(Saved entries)
——

PR #25, opened 2024-12-04
BindingConstraint service refactored

vargastat:
binding_constraints removed from serviced and moved to study level

### DIFF
--- a/src/antares/model/binding_constraint.py
+++ b/src/antares/model/binding_constraint.py
@@ -91,9 +91,6 @@ class ConstraintTerm(TermOperators):
             return "%".join(sorted((data.area1.lower(), data.area2.lower())))
         return ".".join((data.area.lower(), data.cluster.lower()))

——

EXERCISE BRIEF:
Return all entries exactly.

EXERCISE ANSWER:
PR #25, opened 2024-12-04
BindingConstraint service refactored

vargastat:
binding_constraints removed from serviced and moved to study level

### DIFF
--- a/src/antares/model/binding_constraint.py
+++ b/src/antares/model/binding_constraint.py
@@ -91,9 +91,6 @@ class ConstraintTerm(TermOperators):
             return "%".join(sorted((data.area1.lower(), data.area2.lower())))
         return ".".join((data.area.lower(), data.cluster.lower()))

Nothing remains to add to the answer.